** PROBLEM **
When the line containing "-100,6 +101,9 @@" is found in the data below, copy it and each line after it through the line containing "(diff shortened: 1 of 2 files shown)", exactly and with no others.

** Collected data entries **
%%

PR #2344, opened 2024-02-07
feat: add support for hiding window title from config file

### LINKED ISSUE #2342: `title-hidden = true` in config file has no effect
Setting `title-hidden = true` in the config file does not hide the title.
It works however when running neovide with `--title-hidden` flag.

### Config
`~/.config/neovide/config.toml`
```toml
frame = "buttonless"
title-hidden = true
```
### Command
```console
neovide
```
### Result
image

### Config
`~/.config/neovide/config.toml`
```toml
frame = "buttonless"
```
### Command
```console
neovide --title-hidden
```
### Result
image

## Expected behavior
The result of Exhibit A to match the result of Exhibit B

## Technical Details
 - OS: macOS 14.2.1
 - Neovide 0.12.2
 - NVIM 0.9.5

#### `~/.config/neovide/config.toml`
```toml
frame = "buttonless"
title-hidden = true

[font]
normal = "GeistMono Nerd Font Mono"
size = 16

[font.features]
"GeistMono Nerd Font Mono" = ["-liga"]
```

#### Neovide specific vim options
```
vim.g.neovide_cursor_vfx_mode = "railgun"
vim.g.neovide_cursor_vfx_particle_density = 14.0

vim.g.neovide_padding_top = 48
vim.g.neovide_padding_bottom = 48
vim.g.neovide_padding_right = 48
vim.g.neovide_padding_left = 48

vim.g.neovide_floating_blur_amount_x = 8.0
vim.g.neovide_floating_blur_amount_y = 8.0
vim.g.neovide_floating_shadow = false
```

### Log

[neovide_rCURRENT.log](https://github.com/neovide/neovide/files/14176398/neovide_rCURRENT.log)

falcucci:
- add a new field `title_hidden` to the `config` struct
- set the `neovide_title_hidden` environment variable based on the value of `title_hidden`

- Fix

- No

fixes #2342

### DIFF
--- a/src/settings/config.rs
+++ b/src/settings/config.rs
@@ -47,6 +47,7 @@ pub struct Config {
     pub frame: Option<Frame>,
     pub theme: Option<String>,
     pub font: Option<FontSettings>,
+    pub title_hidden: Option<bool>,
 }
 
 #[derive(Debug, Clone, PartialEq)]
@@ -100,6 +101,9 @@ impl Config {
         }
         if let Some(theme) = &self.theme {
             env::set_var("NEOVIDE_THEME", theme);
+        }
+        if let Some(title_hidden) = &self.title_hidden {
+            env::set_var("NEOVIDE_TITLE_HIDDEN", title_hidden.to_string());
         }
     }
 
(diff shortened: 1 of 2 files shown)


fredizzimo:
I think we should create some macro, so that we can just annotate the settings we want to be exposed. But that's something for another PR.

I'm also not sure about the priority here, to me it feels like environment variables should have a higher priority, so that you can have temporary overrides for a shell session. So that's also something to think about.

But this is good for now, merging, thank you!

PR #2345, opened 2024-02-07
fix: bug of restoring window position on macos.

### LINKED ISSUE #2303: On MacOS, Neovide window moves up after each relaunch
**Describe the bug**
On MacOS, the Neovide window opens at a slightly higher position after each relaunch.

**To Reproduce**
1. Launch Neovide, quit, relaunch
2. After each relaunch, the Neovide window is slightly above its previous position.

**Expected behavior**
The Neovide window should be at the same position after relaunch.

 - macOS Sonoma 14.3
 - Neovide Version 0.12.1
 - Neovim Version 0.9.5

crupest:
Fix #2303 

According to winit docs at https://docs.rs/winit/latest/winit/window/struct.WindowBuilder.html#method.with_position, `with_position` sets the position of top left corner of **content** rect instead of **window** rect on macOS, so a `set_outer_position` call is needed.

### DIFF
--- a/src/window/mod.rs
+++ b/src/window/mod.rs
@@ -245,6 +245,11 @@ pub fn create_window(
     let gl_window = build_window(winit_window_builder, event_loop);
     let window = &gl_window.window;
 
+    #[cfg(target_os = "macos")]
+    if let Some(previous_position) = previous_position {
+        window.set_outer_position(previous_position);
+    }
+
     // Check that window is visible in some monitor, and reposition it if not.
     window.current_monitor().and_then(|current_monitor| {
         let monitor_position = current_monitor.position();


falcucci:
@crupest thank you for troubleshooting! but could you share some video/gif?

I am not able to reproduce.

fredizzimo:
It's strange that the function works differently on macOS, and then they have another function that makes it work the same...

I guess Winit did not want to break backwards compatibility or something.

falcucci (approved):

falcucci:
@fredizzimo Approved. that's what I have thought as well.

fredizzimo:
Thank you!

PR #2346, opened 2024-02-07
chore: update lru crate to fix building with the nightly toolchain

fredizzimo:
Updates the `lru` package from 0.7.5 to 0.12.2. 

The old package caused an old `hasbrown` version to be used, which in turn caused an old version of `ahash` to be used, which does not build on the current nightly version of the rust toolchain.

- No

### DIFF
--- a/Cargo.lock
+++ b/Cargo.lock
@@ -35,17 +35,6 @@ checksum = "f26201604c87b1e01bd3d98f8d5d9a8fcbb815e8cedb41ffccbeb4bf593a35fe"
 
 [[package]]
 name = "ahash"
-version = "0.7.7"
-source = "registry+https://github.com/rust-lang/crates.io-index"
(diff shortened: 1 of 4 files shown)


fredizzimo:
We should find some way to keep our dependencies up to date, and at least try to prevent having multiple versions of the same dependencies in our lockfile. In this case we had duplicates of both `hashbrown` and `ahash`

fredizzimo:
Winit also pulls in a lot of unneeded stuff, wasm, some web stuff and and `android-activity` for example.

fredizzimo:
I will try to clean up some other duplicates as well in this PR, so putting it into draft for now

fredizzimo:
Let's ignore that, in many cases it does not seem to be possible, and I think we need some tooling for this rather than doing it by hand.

%%

** WRITTEN ANSWER **
@@ -100,6 +101,9 @@ impl Config {
         }
         if let Some(theme) = &self.theme {
             env::set_var("NEOVIDE_THEME", theme);
+        }
+        if let Some(title_hidden) = &self.title_hidden {
+            env::set_var("NEOVIDE_TITLE_HIDDEN", title_hidden.to_string());
         }
     }
 
(diff shortened: 1 of 2 files shown)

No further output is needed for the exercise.